Stored items
►

PR #10642, opened 2020-08-12
Add a stopping criterion to FittingWithOutlierRemoval

jehturner:
### Description

Currently `FittingWithOutlierRemoval` keeps iterating until `niter` is reached, even when the set of masked points has stopped changing between iterations, rather than [detecting convergence like `stats.SigmaClip`](https://github.com/astropy/astropy/blob/03a99e9ef071541834cb204fcc3429f41bb47867/astropy/stats/sigma_clipping.py#L374) and stopping. This is a basic thing that I should have fixed last time I worked on it...

This mini PR stops iteration when the number of masked points is no longer changing (which, with the current cumulative method of masking, implies that the points are the same ones).

When the equivalent change was made in `SigmaClip`, [the parameter there was renamed from `iters` to `maxiters`](https://github.com/astropy/astropy/commit/662cd2fa41b6657f1b385720b5c6793f044d4107#diff-9a14850376ba3cb948038a9ac71a2bf6). At Gemini we found that a bit disruptive for just a small improvement in clarity, to be honest, so I'm not necessarily advocating changing it here, but am pointing it out for completeness.

With the current API, there isn't really any new test to be added here -- all results should be identical to the previous ones and `__call__` returns a fitted model and mask, which don't provide any way for a test to check what the _actual_ number of iterations was. However, this change does cause the existing `TestWeightedFittingWithOutlierRemoval` to perform 2 iterations instead of the previous 3 and that test still passes unmodified, validating the new behaviour.

We could also add the actual number of iterations as an attribute of `self`, then it could be obtained from the fitter instance immediately after calling it, if that's useful for whatever reason (not that it has any bearing on the results). That would allow a new test to confirm that the actual number of iterations is less than `niter` but still produces the same results, FWIW. What do you think? What would we call the attribute in that case (`niter_actual`?). Thanks.

### DIFF
--- a/astropy/modeling/fitting.py
+++ b/astropy/modeling/fitting.py
@@ -559,8 +559,9 @@ class LinearLSQFitter(metaclass=_FitterMeta):
 class FittingWithOutlierRemoval:
     """
     This class combines an outlier removal technique with a fitting procedure.
-    Basically, given a number of iterations ``niter``, outliers are removed
-    and fitting is performed for each iteration.
+    Basically, given a maximum number of iterations ``niter``, outliers are
+    removed and fitting is performed for each iteration, until no new outliers
+    are found or ``niter`` is reached.
 
     Parameters
     ----------
@@ -577,7 +578,7 @@ class FittingWithOutlierRemoval:
         each model separately; otherwise, the same filtering must be performed
         in a loop over models, which is almost an order of magnitude slower.
     niter : int, optional
-        Number of iterations.
+        Maximum number of iterations.
     outlier_kwargs : dict, optional
         Keyword arguments for outlier_func.
     """
@@ -683,9 +684,9 @@ class FittingWithOutlierRemoval:
         if filtered_data.mask is np.ma.nomask:
             filtered_data.mask = False
         filtered_weights = weights
+        last_n_masked = filtered_data.mask.sum()
 
         # Perform the iterative fitting:
-        # TO DO: add a stopping criterion when results aren't changing?
         for n in range(self.niter):
 
             # (Re-)evaluate the last model:
@@ -762,6 +763,13 @@ class FittingWithOutlierRemoval:
                 fitted_model = self.fitter(fitted_model, *coords,
                                            filtered_data,
                                            weights=filtered_weights, **kwargs)
+
+            # Stop iteration if the masked points are no longer changing (with
+            # cumulative rejection we only need to compare how many there are):
+            this_n_masked = filtered_data.mask.sum()  # (minimal overhead)
+            if this_n_masked == last_n_masked:
+                break
+            last_n_masked = this_n_masked
 
         return fitted_model, filtered_data.mask
 
--- a/astropy/modeling/fitting.py
+++ b/astropy/modeling/fitting.py
@@ -585,10 +585,10 @@ class FittingWithOutlierRemoval:
     Attributes
     ----------
     fit_info : dict
-        The `fit_info` (if any) from the last iteration of the wrapped `fitter`
-        during the most recent fit. An entry is also added with the keyword
-        `niter` that records the actual number of fitting iterations performed
-        (as opposed to the user-specified maximum).
+        The ``fit_info`` (if any) from the last iteration of the wrapped
+        ``fitter`` during the most recent fit. An entry is also added with the
+        keyword ``niter`` that records the actual number of fitting iterations
+        performed (as opposed to the user-specified maximum).
     """
 
     def __init__(self, fitter, outlier_func, niter=3, **outlier_kwargs):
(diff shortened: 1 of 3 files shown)


jehturner:
Oh, and I think we'd have a problem if we rename `iters` to `maxiters`, because then when `FittingWithOutlierRejection` is used with `outlier_func=sigma_clip`, their respective `maxiters` parameters would collide in `__init__`, resulting in that parameter not getting passed to `sigma_clip` when it should be set to 1 to avoid doing the default 5 sigma clipping iterations for each iteration of `FittingWithOutlierRemoval`. This is difficult to avoid in general, since we can't know what that parameter will be called for any given `outlier_func` (but usually it's `sigma_clip`).

astropy/modeling/fitting.py
```diff
@@ -763,6 +764,13 @@ def __call__(self, model, x, y, z=None, weights=None, **kwargs):
                                            filtered_data,
                                            weights=filtered_weights, **kwargs)
 
+            # Stop iteration if the masked points are no longer changing (with
+            # cumulative rejection we only need to compare how many there are):
+            this_n_masked = filtered_data.mask.sum()  # (minimal overhead)
+            if this_n_masked == last_n_masked:
+                break
+            last_n_masked = this_n_masked
```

◄

• _What you will do_: For each record above, output it exactly as written.

• _The completed task_:
PR #10642, opened 2020-08-12
Add a stopping criterion to FittingWithOutlierRemoval

jehturner:
### Description

Currently `FittingWithOutlierRemoval` keeps iterating until `niter` is reached, even when the set of masked points has stopped changing between iterations, rather than [detecting convergence like `stats.SigmaClip`](https://github.com/astropy/astropy/blob/03a99e9ef071541834cb204fcc3429f41bb47867/astropy/stats/sigma_clipping.py#L374) and stopping. This is a basic thing that I should have fixed last time I worked on it...

This mini PR stops iteration when the number of masked points is no longer changing (which, with the current cumulative method of masking, implies that the points are the same ones).

When the equivalent change was made in `SigmaClip`, [the parameter there was renamed from `iters` to `maxiters`](https://github.com/astropy/astropy/commit/662cd2fa41b6657f1b385720b5c6793f044d4107#diff-9a14850376ba3cb948038a9ac71a2bf6). At Gemini we found that a bit disruptive for just a small improvement in clarity, to be honest, so I'm not necessarily advocating changing it here, but am pointing it out for completeness.

With the current API, there isn't really any new test to be added here -- all results should be identical to the previous ones and `__call__` returns a fitted model and mask, which don't provide any way for a test to check what the _actual_ number of iterations was. However, this change does cause the existing `TestWeightedFittingWithOutlierRemoval` to perform 2 iterations instead of the previous 3 and that test still passes unmodified, validating the new behaviour.

We could also add the actual number of iterations as an attribute of `self`, then it could be obtained from the fitter instance immediately after calling it, if that's useful for whatever reason (not that it has any bearing on the results). That would allow a new test to confirm that the actual number of iterations is less than `niter` but still produces the same results, FWIW. What do you think? What would we call the attribute in that case (`niter_actual`?). Thanks.

### DIFF
--- a/astropy/modeling/fitting.py
+++ b/astropy/modeling/fitting.py
@@ -559,8 +559,9 @@ class LinearLSQFitter(metaclass=_FitterMeta):
 class FittingWithOutlierRemoval:
     """
     This class combines an outlier removal technique with a fitting procedure.
-    Basically, given a number of iterations ``niter``, outliers are removed
-    and fitting is performed for each iteration.
+    Basically, given a maximum number of iterations ``niter``, outliers are
+    removed and fitting is performed for each iteration, until no new outliers
+    are found or ``niter`` is reached.
 
     Parameters
     ----------
@@ -577,7 +578,7 @@ class FittingWithOutlierRemoval:
         each model separately; otherwise, the same filtering must be performed
         in a loop over models, which is almost an order of magnitude slower.
     niter : int, optional
-        Number of iterations.
+        Maximum number of iterations.
     outlier_kwargs : dict, optional
         Keyword arguments for outlier_func.
     """
@@ -683,9 +684,9 @@ class FittingWithOutlierRemoval:
         if filtered_data.mask is np.ma.nomask:
             filtered_data.mask = False
         filtered_weights = weights
+        last_n_masked = filtered_data.mask.sum()
 
         # Perform the iterative fitting:
-        # TO DO: add a stopping criterion when results aren't changing?
         for n in range(self.niter):
 
             # (Re-)evaluate the last model:
@@ -762,6 +763,13 @@ class FittingWithOutlierRemoval:
                 fitted_model = self.fitter(fitted_model, *coords,
                                            filtered_data,
                                            weights=filtered_weights, **kwargs)
+
+            # Stop iteration if the masked points are no longer changing (with
+            # cumulative rejection we only need to compare how many there are):
+            this_n_masked = filtered_data.mask.sum()  # (minimal overhead)
+            if this_n_masked == last_n_masked:
+                break
+            last_n_masked = this_n_masked
 
         return fitted_model, filtered_data.mask
 
--- a/astropy/modeling/fitting.py
+++ b/astropy/modeling/fitting.py
@@ -585,10 +585,10 @@ class FittingWithOutlierRemoval:
     Attributes
     ----------
     fit_info : dict
-        The `fit_info` (if any) from the last iteration of the wrapped `fitter`
-        during the most recent fit. An entry is also added with the keyword
-        `niter` that records the actual number of fitting iterations performed
-        (as opposed to the user-specified maximum).
+        The ``fit_info`` (if any) from the last iteration of the wrapped
+        ``fitter`` during the most recent fit. An entry is also added with the
+        keyword ``niter`` that records the actual number of fitting iterations
+        performed (as opposed to the user-specified maximum).
     """
 
     def __init__(self, fitter, outlier_func, niter=3, **outlier_kwargs):
(diff shortened: 1 of 3 files shown)


jehturner:
Oh, and I think we'd have a problem if we rename `iters` to `maxiters`, because then when `FittingWithOutlierRejection` is used with `outlier_func=sigma_clip`, their respective `maxiters` parameters would collide in `__init__`, resulting in that parameter not getting passed to `sigma_clip` when it should be set to 1 to avoid doing the default 5 sigma clipping iterations for each iteration of `FittingWithOutlierRemoval`. This is difficult to avoid in general, since we can't know what that parameter will be called for any given `outlier_func` (but usually it's `sigma_clip`).

astropy/modeling/fitting.py
```diff
@@ -763,6 +764,13 @@ def __call__(self, model, x, y, z=None, weights=None, **kwargs):
                                            filtered_data,
                                            weights=filtered_weights, **kwargs)
 
+            # Stop iteration if the masked points are no longer changing (with
+            # cumulative rejection we only need to compare how many there are):
+            this_n_masked = filtered_data.mask.sum()  # (minimal overhead)
+            if this_n_masked == last_n_masked:
+                break
+            last_n_masked = this_n_masked
```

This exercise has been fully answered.